• **Aim of the exercise**
Up to and including the line that contains "#### When applied it will", return every line from the start of the data, unchanged.
##### Source information #####
PR #49, opened 2017-03-08
Easy 1178: create deposit in staging directory, then move it to the output directory

rvanheest:
fixes EASY-1178

#### When applied it will
* add functionality in the debug run script to move the generated data from a previous run to a different folder
* introduce an extra option to the command line interface which sets the staging directory; if not set, the default from the properties file is used
* create the deposit in the staging directory rather than the output directory
* move the deposit to the output directory only when all other actions were successful
* not revert the move if something goes wrong there! (see explanation in that action)

easy-dtap                      | [PR#82](https://github.com/DANS-KNAW/easy-dtap/pull/82)

### DIFF
--- a/README.md
+++ b/README.md
@@ -55,7 +55,7 @@ ARGUMENTS
                                      'staging-dir' in 'application.properties' is used. (default = data/staging)
         --help                       Show help message
         --version                    Show version of this program
-  
+
    trailing arguments:
     multi-deposit-dir (required)   Directory containing the Submission Information Package to process. This must
                                    be a valid path to a directory containing a file named 'instructions.csv' in
--- a/README.md
+++ b/README.md
@@ -43,22 +43,26 @@ ARGUMENTS
 ```
   Usage: 
 
-      easy-split-multi-deposit.sh [{--springfield-inbox|-s} <dir>] <multi-deposit-dir> <output-deposits-dir> <datamanager>
+      easy-split-multi-deposit.sh [{--springfield-inbox|-s} <dir>] [{--staging-dir|-d} <dir>] <multi-deposit-dir> <output-deposits-dir> <datamanager>
 
   Options:
 
     -s, --springfield-inbox  <arg>   The inbox directory of a Springfield Streaming Media Platform installation.
-                                     If not specified the value of springfield-inbox in application.properties
-                                     is used. (default = data/springfield-inbox)
+                                     If not specified the value of 'springfield-inbox' in
+                                     'application.properties' is used. (default = data/springfield-inbox)
+    -d, --staging-dir  <arg>         A directory in which the deposit directories are created, after which they
+                                     will be moved to the 'deposit-dir'. If not specified, the value of
+                                     'staging-dir' in 'application.properties' is used. (default = data/staging)
         --help                       Show help message
         --version                    Show version of this program
-
+  
    trailing arguments:
     multi-deposit-dir (required)   Directory containing the Submission Information Package to process. This must
                                    be a valid path to a directory containing a file named 'instructions.csv' in
                                    RFC4180 format.
-    deposit-dir (required)         A directory in which the deposit directories must be created. The deposit
-                                   directory layout is described in the easy-sword2 documentation
+    deposit-dir (required)         A directory to which the deposit directories are moved after the staging has
+                                   been completed successfully. The deposit directory layout is described in the
+                                   easy-sword2 documentation
     datamanager (required)         The username (id) of the datamanger (archivist) performing this deposit
 ```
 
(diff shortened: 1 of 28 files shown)


README.md
```diff
@@ -43,22 +43,26 @@ ARGUMENTS
...
-      easy-split-multi-deposit.sh [{--springfield-inbox|-s} <dir>] <multi-deposit-dir> <output-deposits-dir> <datamanager>
+      easy-split-multi-deposit.sh [{--springfield-inbox|-s} <dir>] [{--staging-dir|-d} <dir>] <multi-deposit-dir> <output-deposits-dir> <datamanager>
 
   Options:
 
     -s, --springfield-inbox  <arg>   The inbox directory of a Springfield Streaming Media Platform installation.
-                                     If not specified the value of springfield-inbox in application.properties
-                                     is used. (default = data/springfield-inbox)
+                                     If not specified the value of 'springfield-inbox' in
+                                     'application.properties' is used. (default = data/springfield-inbox)
```
jo-pol, line 52: I wonder if backticks would hurt command line help. It could improve the readme.

src/main/scala/nl/knaw/dans/easy/multideposit/actions/MoveDepositToOutputDir.scala
```diff
@@ -0,0 +1,52 @@
...
+    val stagingDirectory = stagingDir(datasetID)
+
+    debug(s"moving $stagingDirectory to $outputDir")
+
+    Try { stagingDirectory.moveDir(outputDir) } recover {
+      case NonFatal(e) => println(s"An error occurred while moving $stagingDirectory to " +
+        s"$outputDir: ${e.getMessage}. This move is NOT revertable! When in doubt, contact your " +
+        s"application manager.", e)
+    }
+  }
```
jo-pol: Can we somehow check if both locations are on the same device? If so "while moving" is not applicable as then a move of a directory is just attaching it to another parent, so its all or nothing.

src/main/scala/nl/knaw/dans/easy/multideposit/package.scala
```diff
@@ -145,7 +148,7 @@ package object multideposit {
      *
      * @param data the content to write to the file
      */
-    @throws(classOf[IOException])
+    @throws[IOException]("in case of an I/O error")
```
jo-pol, line 151: this is new to me, ah required when overriding in [java](http://stackoverflow.com/questions/25129848/scalas-throws-annotation-is-ignored-in-javac-if-i-declare-the-variable-as-its/25131126#25131126)

src/main/scala/nl/knaw/dans/easy/multideposit/package.scala
```diff
@@ -254,6 +276,10 @@ package object multideposit {
   }
 
   implicit class DatasetExtensions(val dataset: Dataset) extends AnyVal {
+    def getRowNumber: Int = {
+      dataset("ROW").head.toInt // first occurrence of dataset, assuming it is not empty
```
jo-pol, line 280: If `dataset("ROW")` is a stream, you discard the first row with this action. Seems an unexpected side effect to me.

src/main/scala/nl/knaw/dans/easy/multideposit/package.scala
```diff
@@ -339,41 +365,48 @@ package object multideposit {
...
+  }
+
   // mdDir/datasetID/
   def multiDepositDir(datasetID: DatasetID)(implicit settings: Settings): File = {
     new File(settings.multidepositDir, datasetID)
   }
   // mdDir/instructions.csv
   def multiDepositInstructionsFile(implicit settings: Settings): File = {
-    new File(settings.multidepositDir, instructionsFileName)
+    multiDepositInstructionsFile(settings.multidepositDir)
```
jo-pol, line 381: I have a vague memory the other should be made final to prevent overriding this one implicitly with the other.

src/main/scala/nl/knaw/dans/easy/multideposit/package.scala
rvanheest: What do you mean "_If `dataset("ROW")` is a stream_"? `Dataset` has type `Map[String, List[String]]`, so `dataset("ROW")` has type `List[String]`. Also, `head` takes the first element from a list, if the list is non-empty.

src/main/scala/nl/knaw/dans/easy/multideposit/package.scala
rvanheest: no need, we are in a package object here

README.md
rvanheest: they're already in a code block, so no need for that

src/main/scala/nl/knaw/dans/easy/multideposit/actions/MoveDepositToOutputDir.scala
rvanheest: We could ask whether the `outputDir` exists. If so, this means the `outputDir` is on another file system, in which the move action might have failed partially and have partially succeeded, meaning that a partial deposit may be ingested. If the `outputDir` doesn't exist, the `outputDir` is on the same filesystem, in which case nothing has happened, so less panic needs to be put into the error message.

rvanheest: @jo-pol that was a great suggestion. See 52a7a0c.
#####
• **Result for this exercise**
PR #49, opened 2017-03-08
Easy 1178: create deposit in staging directory, then move it to the output directory

rvanheest:
fixes EASY-1178

#### When applied it will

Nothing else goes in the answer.